Saved entries:
···
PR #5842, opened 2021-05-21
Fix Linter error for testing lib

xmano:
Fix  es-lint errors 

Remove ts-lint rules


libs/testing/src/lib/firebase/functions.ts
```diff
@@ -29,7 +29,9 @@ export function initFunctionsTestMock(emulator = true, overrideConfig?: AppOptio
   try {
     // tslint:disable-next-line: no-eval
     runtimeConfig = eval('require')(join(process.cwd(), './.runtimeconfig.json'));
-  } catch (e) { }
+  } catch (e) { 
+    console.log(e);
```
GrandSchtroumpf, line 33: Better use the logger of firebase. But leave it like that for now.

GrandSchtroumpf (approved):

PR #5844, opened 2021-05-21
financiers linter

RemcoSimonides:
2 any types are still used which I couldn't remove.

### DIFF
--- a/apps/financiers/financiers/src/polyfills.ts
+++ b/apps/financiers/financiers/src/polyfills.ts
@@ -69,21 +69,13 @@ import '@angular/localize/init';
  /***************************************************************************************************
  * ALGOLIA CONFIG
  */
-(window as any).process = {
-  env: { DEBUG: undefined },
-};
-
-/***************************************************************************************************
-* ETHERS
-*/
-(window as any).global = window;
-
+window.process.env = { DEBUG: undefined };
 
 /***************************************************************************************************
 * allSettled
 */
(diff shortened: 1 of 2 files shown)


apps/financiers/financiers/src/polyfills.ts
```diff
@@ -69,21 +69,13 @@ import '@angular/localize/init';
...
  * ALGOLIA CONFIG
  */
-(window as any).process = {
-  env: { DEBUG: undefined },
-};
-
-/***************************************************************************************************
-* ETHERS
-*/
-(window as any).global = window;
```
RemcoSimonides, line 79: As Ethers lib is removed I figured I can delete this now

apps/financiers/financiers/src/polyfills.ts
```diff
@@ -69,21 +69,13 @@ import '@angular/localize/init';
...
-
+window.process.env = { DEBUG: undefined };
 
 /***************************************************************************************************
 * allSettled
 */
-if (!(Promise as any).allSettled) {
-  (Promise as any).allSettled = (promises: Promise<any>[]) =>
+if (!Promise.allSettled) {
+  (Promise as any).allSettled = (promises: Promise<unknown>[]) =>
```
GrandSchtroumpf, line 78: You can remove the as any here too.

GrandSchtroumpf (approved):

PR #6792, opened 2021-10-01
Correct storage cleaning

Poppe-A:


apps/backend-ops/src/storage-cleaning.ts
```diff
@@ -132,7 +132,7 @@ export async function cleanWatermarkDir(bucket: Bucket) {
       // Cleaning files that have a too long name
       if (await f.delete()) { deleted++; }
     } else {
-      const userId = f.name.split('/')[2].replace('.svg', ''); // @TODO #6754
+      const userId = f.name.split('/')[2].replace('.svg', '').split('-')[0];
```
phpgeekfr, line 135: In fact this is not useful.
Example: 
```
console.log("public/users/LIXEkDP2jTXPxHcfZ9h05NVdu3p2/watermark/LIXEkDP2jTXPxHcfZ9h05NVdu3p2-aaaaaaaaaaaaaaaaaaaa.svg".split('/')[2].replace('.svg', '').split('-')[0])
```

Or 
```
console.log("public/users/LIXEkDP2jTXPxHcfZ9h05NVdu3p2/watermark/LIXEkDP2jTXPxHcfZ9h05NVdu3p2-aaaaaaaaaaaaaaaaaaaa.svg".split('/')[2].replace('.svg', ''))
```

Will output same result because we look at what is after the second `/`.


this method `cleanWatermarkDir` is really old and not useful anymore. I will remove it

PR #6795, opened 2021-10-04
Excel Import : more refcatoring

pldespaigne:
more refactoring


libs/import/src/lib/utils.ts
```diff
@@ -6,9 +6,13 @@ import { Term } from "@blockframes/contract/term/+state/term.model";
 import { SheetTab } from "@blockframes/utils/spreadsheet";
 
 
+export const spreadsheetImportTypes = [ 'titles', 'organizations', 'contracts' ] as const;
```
···
## WORK TO BE COMPLETED
Each of the lines above should be printed again precisely as it reads.

## WRITTEN SOLUTION
PR #5842, opened 2021-05-21
Fix Linter error for testing lib

xmano:
Fix  es-lint errors 

Remove ts-lint rules


libs/testing/src/lib/firebase/functions.ts
```diff
@@ -29,7 +29,9 @@ export function initFunctionsTestMock(emulator = true, overrideConfig?: AppOptio
   try {
     // tslint:disable-next-line: no-eval
     runtimeConfig = eval('require')(join(process.cwd(), './.runtimeconfig.json'));
-  } catch (e) { }
+  } catch (e) { 
+    console.log(e);
```
GrandSchtroumpf, line 33: Better use the logger of firebase. But leave it like that for now.

GrandSchtroumpf (approved):

PR #5844, opened 2021-05-21
financiers linter

RemcoSimonides:
2 any types are still used which I couldn't remove.

### DIFF
--- a/apps/financiers/financiers/src/polyfills.ts
+++ b/apps/financiers/financiers/src/polyfills.ts
@@ -69,21 +69,13 @@ import '@angular/localize/init';
  /***************************************************************************************************
  * ALGOLIA CONFIG
  */
-(window as any).process = {
-  env: { DEBUG: undefined },
-};
-
-/***************************************************************************************************
-* ETHERS
-*/
-(window as any).global = window;
-
+window.process.env = { DEBUG: undefined };
 
 /***************************************************************************************************
 * allSettled
 */
(diff shortened: 1 of 2 files shown)


apps/financiers/financiers/src/polyfills.ts
```diff
@@ -69,21 +69,13 @@ import '@angular/localize/init';
...
  * ALGOLIA CONFIG
  */
-(window as any).process = {
-  env: { DEBUG: undefined },
-};
-
-/***************************************************************************************************
-* ETHERS
-*/
-(window as any).global = window;
```
RemcoSimonides, line 79: As Ethers lib is removed I figured I can delete this now

apps/financiers/financiers/src/polyfills.ts
```diff
@@ -69,21 +69,13 @@ import '@angular/localize/init';
...
-
+window.process.env = { DEBUG: undefined };
 
 /***************************************************************************************************
 * allSettled
 */
-if (!(Promise as any).allSettled) {
-  (Promise as any).allSettled = (promises: Promise<any>[]) =>
+if (!Promise.allSettled) {
+  (Promise as any).allSettled = (promises: Promise<unknown>[]) =>
```
GrandSchtroumpf, line 78: You can remove the as any here too.

GrandSchtroumpf (approved):

PR #6792, opened 2021-10-01
Correct storage cleaning

Poppe-A:


apps/backend-ops/src/storage-cleaning.ts
```diff
@@ -132,7 +132,7 @@ export async function cleanWatermarkDir(bucket: Bucket) {
       // Cleaning files that have a too long name
       if (await f.delete()) { deleted++; }
     } else {
-      const userId = f.name.split('/')[2].replace('.svg', ''); // @TODO #6754
+      const userId = f.name.split('/')[2].replace('.svg', '').split('-')[0];
```
phpgeekfr, line 135: In fact this is not useful.
Example: 
```
console.log("public/users/LIXEkDP2jTXPxHcfZ9h05NVdu3p2/watermark/LIXEkDP2jTXPxHcfZ9h05NVdu3p2-aaaaaaaaaaaaaaaaaaaa.svg".split('/')[2].replace('.svg', '').split('-')[0])
```

Or 
```
console.log("public/users/LIXEkDP2jTXPxHcfZ9h05NVdu3p2/watermark/LIXEkDP2jTXPxHcfZ9h05NVdu3p2-aaaaaaaaaaaaaaaaaaaa.svg".split('/')[2].replace('.svg', ''))
```

Will output same result because we look at what is after the second `/`.


this method `cleanWatermarkDir` is really old and not useful anymore. I will remove it

PR #6795, opened 2021-10-04
Excel Import : more refcatoring

pldespaigne:
more refactoring


libs/import/src/lib/utils.ts
```diff
@@ -6,9 +6,13 @@ import { Term } from "@blockframes/contract/term/+state/term.model";
 import { SheetTab } from "@blockframes/utils/spreadsheet";
 
 
+export const spreadsheetImportTypes = [ 'titles', 'organizations', 'contracts' ] as const;
```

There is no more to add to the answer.